DIRECTIONS:
Beneath this line are the data; copy exactly the part of them that opens with the line containing "PR #1350, opened 2020-10-23" and closes with the line containing "std::size_t size() const", and only that part.

EXERCISE DATA:
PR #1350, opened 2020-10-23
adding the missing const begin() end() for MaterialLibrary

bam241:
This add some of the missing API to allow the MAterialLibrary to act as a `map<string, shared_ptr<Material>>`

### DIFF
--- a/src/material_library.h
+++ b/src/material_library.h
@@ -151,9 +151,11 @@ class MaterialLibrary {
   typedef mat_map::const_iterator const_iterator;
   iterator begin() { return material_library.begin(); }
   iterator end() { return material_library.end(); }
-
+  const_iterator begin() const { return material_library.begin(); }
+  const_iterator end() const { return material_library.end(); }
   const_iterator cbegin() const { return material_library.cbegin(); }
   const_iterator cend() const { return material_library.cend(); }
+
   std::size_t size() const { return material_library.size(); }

==

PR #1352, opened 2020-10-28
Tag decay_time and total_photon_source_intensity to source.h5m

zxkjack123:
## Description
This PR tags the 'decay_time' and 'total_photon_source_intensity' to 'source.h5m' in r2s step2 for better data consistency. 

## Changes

--

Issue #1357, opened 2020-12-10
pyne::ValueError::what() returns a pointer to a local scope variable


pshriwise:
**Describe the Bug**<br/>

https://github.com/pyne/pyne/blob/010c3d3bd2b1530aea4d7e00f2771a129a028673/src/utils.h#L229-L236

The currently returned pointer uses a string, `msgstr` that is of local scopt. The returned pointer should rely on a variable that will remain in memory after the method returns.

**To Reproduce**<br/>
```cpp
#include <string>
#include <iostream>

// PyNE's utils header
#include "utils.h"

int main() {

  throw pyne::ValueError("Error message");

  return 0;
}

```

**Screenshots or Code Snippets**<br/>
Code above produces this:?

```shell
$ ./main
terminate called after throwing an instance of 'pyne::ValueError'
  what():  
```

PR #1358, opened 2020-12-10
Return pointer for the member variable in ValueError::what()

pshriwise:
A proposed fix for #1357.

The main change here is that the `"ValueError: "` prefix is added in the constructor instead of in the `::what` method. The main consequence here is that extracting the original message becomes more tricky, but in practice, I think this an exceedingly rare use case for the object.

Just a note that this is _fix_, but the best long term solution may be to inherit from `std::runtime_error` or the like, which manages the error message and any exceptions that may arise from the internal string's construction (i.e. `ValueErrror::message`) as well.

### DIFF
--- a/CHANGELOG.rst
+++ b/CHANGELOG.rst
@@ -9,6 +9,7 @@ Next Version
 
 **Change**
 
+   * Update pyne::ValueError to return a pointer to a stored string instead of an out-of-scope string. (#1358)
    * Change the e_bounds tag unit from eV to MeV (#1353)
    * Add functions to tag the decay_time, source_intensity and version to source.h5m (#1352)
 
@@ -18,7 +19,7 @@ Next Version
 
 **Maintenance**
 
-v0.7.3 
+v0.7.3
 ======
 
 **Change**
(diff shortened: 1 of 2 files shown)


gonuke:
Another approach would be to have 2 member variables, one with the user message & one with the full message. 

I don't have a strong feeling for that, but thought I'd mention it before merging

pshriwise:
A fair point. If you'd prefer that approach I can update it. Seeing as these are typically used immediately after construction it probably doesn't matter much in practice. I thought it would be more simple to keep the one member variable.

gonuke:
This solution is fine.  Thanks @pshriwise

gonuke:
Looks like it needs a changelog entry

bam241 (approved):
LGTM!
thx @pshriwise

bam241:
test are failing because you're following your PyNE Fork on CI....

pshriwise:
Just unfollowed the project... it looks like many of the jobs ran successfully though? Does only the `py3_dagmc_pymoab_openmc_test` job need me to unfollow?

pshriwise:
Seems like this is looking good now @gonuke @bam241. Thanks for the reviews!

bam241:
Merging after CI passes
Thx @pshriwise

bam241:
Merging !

ANSWER TO THE PROBLEM:
PR #1350, opened 2020-10-23
adding the missing const begin() end() for MaterialLibrary

bam241:
This add some of the missing API to allow the MAterialLibrary to act as a `map<string, shared_ptr<Material>>`

### DIFF
--- a/src/material_library.h
+++ b/src/material_library.h
@@ -151,9 +151,11 @@ class MaterialLibrary {
   typedef mat_map::const_iterator const_iterator;
   iterator begin() { return material_library.begin(); }
   iterator end() { return material_library.end(); }
-
+  const_iterator begin() const { return material_library.begin(); }
+  const_iterator end() const { return material_library.end(); }
   const_iterator cbegin() const { return material_library.cbegin(); }
   const_iterator cend() const { return material_library.cend(); }
+
   std::size_t size() const { return material_library.size(); }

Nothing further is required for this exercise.